Les aminoacides aromatiques (L-phénylalanine, L-tyrosine et L-tryptophane) étant faiblement solubles dans le THF, nous décidons d’appliquer notre procédure de marquage catalysé aux RuNp@PVP sur leurs dérivés aminoesters : la L-tyrosine tert-butyl éther tert-butyl ester, la L-phénylalanine benzyl ester et le L-tryptophane benzyl ester.
Ces trois composés sont vendus sous forme de chlorhydrates par Aldrich et Bachem. Comme nous supposons que la coordination de l’atome d’azote sur le ruthénium est la condition primordiale pour la réaction d’échange H/D, nous réalisons un pré-traitement de ces réactifs commerciaux, par passage sur résine échangeuse d’ions Amberlyst A-21 afin d’obtenir les aminoesters sous forme d’amine libre (Figure 63).
Figures 63 : Pré-traitement des aminoesters commerciaux sur Amberlyst A-21. (a) Dissolution de l’aminoester dans le DCM et passage sur résine. L’ion chlorure est fixé sur la résine. (b) Lavage de la résine au DCM et obtention de l’aminoester sous forme d’amine libre.
Les nanoparticules de ruthénium sont conservées en boîte à gant, sous atmosphère d’argon (O2 < 0,1 ppm). Toute manipulation des nanoparticules (synthèse et catalyse) a donc lieu soit en boîte à gants soit dans une verrerie Fischer&Porter (Figures 64).
Figures 64 : (a) Boîte à gants dans laquelle sont stockées les nanoparticules. (b) Bouteille Fischer&Porter dans laquelle a lieu la réaction de deutération.
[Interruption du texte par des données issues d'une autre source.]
PR #4215, opened 2024-02-16
[Feature] Improve snapping functionalities

mind84:
A bunch of changes on the snapping functionality:

- make the `snap layer` transparent, so that it does not overlap with the map layer symbology.
- disable snap on the hidden layers. If a layer is turned off,  then users can refresh the snap to disable snapping on that layer. 
- add a panel to select which layers to snap to. 
Below the snap button I added a panel with the list of snap layers configured for the layer being edited. 

Selection_014

Hidden layers are placed at the bottom of this list and users cannot act on them. When a layer is turned off from `layertree`, then this list is updated accordingly. 
Users can turn on/off the snap on visible layers. Then, as for previous point, users can refresh the snap to see the changes.

I'm not sure about this last point, I think it could be useful if there are a lot of snap layers configured. If you think so, I can go ahead with e2e tests, otherwise I'll roll back this last feature and only keep the first two.

You can check this functionality on the test project attached to this PR  (`form_edition_multilayer_snap.qgs`).

Thanks

Funded by Faunalia


rldhont (changes requested):
Thanks, only docstrings.

assets/src/components/Snapping.js
```diff
@@ -37,6 +37,20 @@ export default class Snapping extends HTMLElement {
                     </div>
                 </div>
             </div>
+            ${mainLizmap.snapping.active ?
+                html`<div class="control-group">
```
mdouchin, line 41: Please do not use the same level for the existing "Snapping" ( `<h3>` ) and the new "Snap on". For me, the latter belongs to the div Snapping. It is a new configuration option and should be put just under the buttons Stop & refresh, with no use of `h3` , and possibly in the same `<div>` as the existing Snapping group.

Please also add a `title` attribute to the new items to let the user read a tooltip by hovering the mouse

* Possible generic title when hovering the layer title (and the checkbox before): `Toggle snapping for this layer`
* For disabled layers, a precise enough sentence explaining why the layer is disabled and how to enable snapping for it

mdouchin (changes requested):
Thanks for this feature. I requested to add some text to help the user

Gustry:
I didn't check carefully your PR yet, sorry, I have noticed you have included a Playwright test with some snapping. Simulating mouse drag etc ?

I'm asking for curiosity this because some manual test before each release, one is snapping, because with Cypress, we couldn't integrate it in E2E at that time. CF [the current manual test](https://github.com/3liz/lizmap-web-client/blob/master/tests/qgis-projects/tests/form_edition_snap.md) CC @nboisteault

mind84:
> because with Cypress, we couldn't integrate it in E2E at that time

Hi!
I'm curios too because I hit the same problem and I didn't reach that UI interaction level. I'm testing the new panel behavior and the application XHR activities when user disable/enable layer on the layer tree or toggle the snap directly from the new panel (and refresh the snap, of course). 

I assume that if the geometry requests to the server are consistent with the user's interactions then the snap works as expected. Maybe not a strong assumption, but not so weak and IHMO acceptable.

So basically yes, it's a manual testing :)

I think I could spend some time to investigate if this can be done with playwright, but not sure about timing.

rldhont (approved):

Gustry:
> So basically yes, it's a manual testing :)

Ok, thanks for the explanations.

I'm going to test the PR.

Gustry:
On my screen, new options are quite on the right side, and I have an horizontal scroll bar which is not very good for UX, given the lot of space on the left side : 

image

I was also visiting the other snapping project : http://lizmap.local:8130/index.php/view/map?repository=testsrepository&project=form_edition_snap

I guess it's linked to the request from @mdouchin [above](https://github.com/3liz/lizmap-web-client/pull/4215#discussion_r1519481726) ?

mind84:
> On my screen, new options are quite on the right side, and I have an horizontal scroll bar which is not very good for UX, given the lot of space on the left side :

Procédure de deutération des aminoesters catalysée par RuNP@PVP

La deutération est réalisée sur une solution de substrat (0,15 mmol) dans le THF ou le DMF (2 mL), en présence de RuNP@PVP, à 55 °C, sous pression de D2 (2 bar), pendant 36 heures.
Le mélange réactionnel est ensuite recueilli dans une seringue et filtré sur alumine ou résine échangeuse d’ions Dowex 50W-X8.
À l’issue de l’étape de marquage, l’aminoester est débenzylé ou hydrolysé pour donner l’aminoacide correspondant. L’incorporation en deutérium est quantifiée par deux méthodes complémentaires : la spectrométrie de masse et la RMN 1H. La diminution de l’intégration des signaux correspondant aux positions marquées comparée à l’intégration sur les signaux du spectre du composé de départ (non marqué) permet de déterminer l’enrichissement isotopique. Enfin, l’analyse HPLC avec une phase stationnaire chirale permet de déterminer l’excès énantiomérique, par comparaison des chromatogrammes de l’aminoacide marqué et du mélange racémique commercial (50 % forme L + 50 % forme D).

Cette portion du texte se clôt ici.